I started by scraping the Wayback Machine for all the old entries.

Getting the "FYI" out of the HTML was trivial, the script looked for the node that matched the CSS selector .fyi-section p. If the inner HTML was different than what was previously found, it was saved as a new entry. (As a weird contradiction, Hell Gate's website adds both ?ref=hellgatenyc.com to any URL, and sets rel="noreferrer" 🙃.)

The Wayback Machine has some pretty aggressive rate limits, which was annoying for a bit, until I realized I could plug in urllib3's Retry utility and have it, slowly, retry everything until it succeeded. Some days the Wayback Machine had archived Hell Gate's homepage like every 10 minutes so I ended up adding an optimization to skip entries that were within 3 hours of one I already checked (hopefully it didn't miss anything).

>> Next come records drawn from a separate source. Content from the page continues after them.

PR #3315, opened 2022-01-07
Feature/tr 3180/review panel item button list component

oatymart:
https://oat-sa.atlassian.net/browse/TR-3180

This PR is just to apply the branch from:
- https://github.com/oat-sa/tao-core-ui-fe/pull/409

TODO:
- [x] replace branch ref with published package version before merge


olga-kulish (approved):
Required dependency is updated. Will still need to use released version.

Github action should update js bundle, but you can also add bundle in PR.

Now that I had collected ~75 entries in a JSON database, I wrote a small Rust program to identify new entries and export a RSS feed on a 3-hour timer.

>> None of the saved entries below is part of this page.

PR #3339, opened 2022-01-17
Draft: feature/ADF-869: Delete previous statements for a property when edited with an empty value

hectoras:
**Associated Jira issue:** [ADF-869](https://oat-sa.atlassian.net/browse/ADF-869)

The fix itself is mostly contained in 7c43473e4eb7d976e4861f02f2ada6d54415dd14.

Additionally, this pull request adds unit tests for the whole data binder class, covering all class methods and branches except the static call to `ServiceManager::getServiceManager()`, that is now wrapped inside a private method to allow injecting the manager from tests.

Note empty values for arrays are still saved ([here](https://github.com/oat-sa/tao-core/pull/3339/files#diff-4d74295bd463ae29b09b9177d43f4d72316391c82320b9ab196ed4c8c9cee65dR145) and [here](https://github.com/oat-sa/tao-core/pull/3339/files#diff-4d74295bd463ae29b09b9177d43f4d72316391c82320b9ab196ed4c8c9cee65dR162)); that is, no filtering is done for arrays but only for string properties.

**Superseded by #3361**

---
Self-checks before moving to code review:

- [x] Pull request's target is not master


models/classes/dataBinding/class.GenerisInstanceDataBinder.php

When I started manually reviewing all the entries, I realized that some of them were just typos or other cosmetic changes. For example, back in August 2024:

- To truly understand Bryant Park, y<a href="https://hellgatenyc.com/bryant-park-frog-carousel-flaubert-mystery/">ou must wrestle with its large frog</a>
+ To truly understand Bryant Park, <a href="https://hellgatenyc.com/bryant-park-frog-carousel-flaubert-mystery/">you must wrestle with its large frog</a>

The "y" didn't get linked, and within a few hours they fixed it.

I applied two checks to detect these type of typo entries. First, seeing if the plain text version is the same, to detect links changing or issues like the one above. Then I added in a check for the Levenshtein distance to detect other cases of minor changes.

Even with those two checks, it's not perfect. Sometimes the edits are more substantial, like "George Santos has been sentenced to more than seven years...". The additional "more than" is more than a small typo fix, but still just a correction.

But then there are FYIs like "What are you doing on December 5TONIGHT? ..." Only two words being changed, but it feels like both merit independent entries. The ideal solution would be manual curation, but I don't think I can commit to that, so the current implementation is a reasonable compromise for now.

The last part of this project was creating a HTML browser for all of these, which would allow linking to old FYIs. I tried pretty hard to mimic the styling of the Hell Gate website, which was fun.

It's weird what you learn when you dig very deeply into a website's CSS. On the Hell Gate website, if you hover over an author link, after 2 seconds it turns purple. I never noticed!

Nearly everything draws from elements on the Hell Gate website, except I wasn't able to replicate the font used in the headlines because it's not freely licensed. They use Futura Passata; I looked for free equivalents to Futura and ended up with "League Spartan", which is not really close, but in the ballpark at least. The body text is correctly "Outfit".

I'm exceptionally pleased with how the people filter turned out. In the database, I wrote some code to tag entries based on who was mentioned. "Adams" maps to Eric Adams, unless it's Adrienne Adams (no relation); "Cuomo" maps to Andrew Cuomo unless it's Chris Cuomo (yes relation).

This was especially fun to implement since Rust's primary regex crate doesn't support negative lookaheads.

On the HTML side, it's a radio input element, so only one filter can be selected at a time. The actual filtering is implemented in pure CSS:

body:has(#filter-adams:checked) .entry:not(.person-Adams) {
    display: none;
}
body:has(#filter-cuomo:checked) .entry:not(.person-Cuomo) {
    display: none;
}
body:has(#filter-hochul:checked) .entry:not(.person-Hochul) {
    display: none;
}

The only issue I ran into is that Firefox helpfully remembers the radio button state you last used, which isn't what I wanted here. I ended up adding a few lines of JavaScript to take care of it for now:

document.addEventListener("DOMContentLoaded", () => {
    document.querySelectorAll('input[type="radio"]').forEach((elem) => {
        elem.checked = false;
    });
});

That's pretty much it, I've published the source code for those that want to peek.